Friday, May 29, 2020

Other Voices Weigh In On Trump's Authoritarian Idiocy

The despicable degenerate demagogue  has evidently tried to issue an "executive order" not worth the cost of the paper it's written on to rein in social media like Twitter. This because the social media platform flagged the Maggot-in-Chief's lies about mail voting.  Here are some other voices weighing in on the latest chapter of this animated pestilence and his efforts at strong man rule. And more basis for terminating his sorry ass in November.


by Cody Fenwick | May 29, 2020 - 7:11am | permalink


While President Donald Trump’s signing of an executive order on Thursday supposedly trying to rein in overly partisan social media companies is being covered by many outlets as a policy story, this framing is deeply misleading. Though the policy details are relevant, this isn’t about policy. This is about the president throwing a fit.


Twitter took the unprecedented move on Wednesday of appending a mild fact-check to Trump’s lies about California’s initiative to let people access vote-by-mail options. 

Nevertheless, with this mild and equivocal admonishment from Twitter, Trump exploded. Many attributed his outburst to anger, though it may be at least as plausible that he was embarrassed to be called out so directly for his lies — and on Twitter, where he has spent so much time establishing his brand, of all places.
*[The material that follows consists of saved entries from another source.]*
PR #5056, opened 2024-08-06
If canvas cannot be located assume HiDPI

andydotxyz:
This is a better default for most modern systems.
Could be useful pre-attach to context or if using a software canvas mixed with OpenGL

### Checklist:

- [ ] Tests included.
- [x] Tests all pass.

### DIFF
--- a/canvas/image.go
+++ b/canvas/image.go
@@ -353,6 +353,9 @@ func (i *Image) renderSVG(width, height float32) (image.Image, error) {
 	if c != nil {
 		// We want real output pixel count not just the screen coordinate space (i.e. macOS Retina)
 		screenWidth, screenHeight = c.PixelCoordinateForPosition(fyne.Position{X: width, Y: height})
+	} else { // no canvas info, assume HiDPI
+		screenWidth *= 2
+		screenHeight *= 2
 	}
 
 	tex := cache.GetSvg(i.name(), i, screenWidth, screenHeight)


dweymouth:
This one kind-of seems like a 2.6 change to me too, since it's more of a change in assumptions about the system than a straightforward bug fix that has no risk of introducing any downgrade in behavior (in this case, for users of non-hidpi systems where we can't detect the scale)

andydotxyz:
What sort of behaviour downgrade are you imagining?

dweymouth:
I was imagining non-HiDPI displays where we can't detect the scaling - apps would currently draw at a reasonable size but with this change may draw way too big? I agree this is a good change, but feels more like a change for a feature release than a bugfix release since it is changing an assumption that may be better for most systems but worse for some

andydotxyz:
> apps would currently draw at a reasonable size but with this change may draw way too big?

No, the draw size is the same. We will draw too many pixels and this will be scaled back down on the GPU.
I don't think there is any behaviour change or broken assumptions in this approach.

andydotxyz:
@dweymouth can you comment on the response? The change in behaviour you were worried about is not present.

dweymouth:
It seems like this was based against the wrong branch, but otherwise seems fine

andydotxyz:
It is targetting the release, can we not land it on the release branch?

dweymouth:
> It is targetting the release, can we not land it on the release branch?

I mean the diff picked up a lot of unrelated changes, that if we want to land those on the release branch as well it's probably best in a separate PR/cherry-pick?

andydotxyz:
My apologies somehow I missed what you meant. I will look at that in the morning.

andydotxyz:
No idea what happened with that history - cherry-picked to a fresh branch and force-pushed

dweymouth (approved):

Essentially, the idea behind the order was to reverse the section of federal law that allows social media platforms to avoid liability for the claims made by their users. Trump and other conservatives like to say that if a social media platform makes any content moderation decisions, it is, therefore, acting as a publisher rather than a platform, and so it should be held responsible for whatever it prints the way a news outlet is.
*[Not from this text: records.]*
PR #5057, opened 2024-08-07
Fall back to old Gnome interface when FreeDesktop Appearance fails

### LINKED ISSUE #5029: Light/Dark mode detection no longer works on Ubuntu with Fyne 2.5

Jacalz:
### Description:

Should hopefully fix theme lookup on Ubuntu 22.04 and other Linux distros using too old Gnome versions.

Fixes #5029
Replaces #5030

### Checklist:

- [ ] Tests included.
- [x] Tests all pass.

### DIFF
--- a/app/app_xdg.go
+++ b/app/app_xdg.go
@@ -121,7 +121,7 @@ func watchTheme() {
 		internalapp.CurrentVariant.Store(uint64(findFreedesktopColorScheme()))
 
 		portalSettings.OnSignalSettingChanged(func(changed portalSettings.Changed) {
-			if changed.Namespace == "org.freedesktop.appearance" && changed.Key == "color-scheme" {
+			if (changed.Namespace == "org.gnome.desktop.interface" || changed.Namespace == "org.freedesktop.appearance") && changed.Key == "color-scheme" {
 				internalapp.CurrentVariant.Store(uint64(findFreedesktopColorScheme()))
 				fyne.CurrentApp().Settings().(*settings).setupTheme()
 			}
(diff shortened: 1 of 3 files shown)


Jacalz:
I'd appreciate some help testing this given that everything works fine on my end already.

ErikKalkoken:
I tested this fix on Ubuntu 22.04 and it does not appear to work:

But this isn’t what the law actually says, so any effort to enforce the order will likely be challenged in court.

Mike Masnick of Techdirt explained:

To be clear: the executive order is nonsense. You can’t overrule the law by executive order, nor can you ignore the Constitution. This executive order attempts to do both. It’s also blatantly anti-free speech, anti-private property, pro-big government — which is only mildly amusing, given that Trump and his sycophantic followers like to insist they’re the opposite of all of those things. But also, because the executive order only has limited power, there’s a lot of huffing and puffing in there for very little actual things that the administration can do. It’s very much written in a way to make Trump’s fans think he’s done something to attack social media companies, but the deeper you dig, the more nothingness you find.

The actual executive order is, in all likelihood, largely toothless. If the Trump administration actually did try to take the steps the president seems to be envisioning, its actions would almost certainly be struck down even by the judges appointed by the president himself. Though they may have an allegiance to the conservative movement and the GOP broadly, they’re unlikely to abandon their dislike of regulation to support the president’s anti-Twitter whims.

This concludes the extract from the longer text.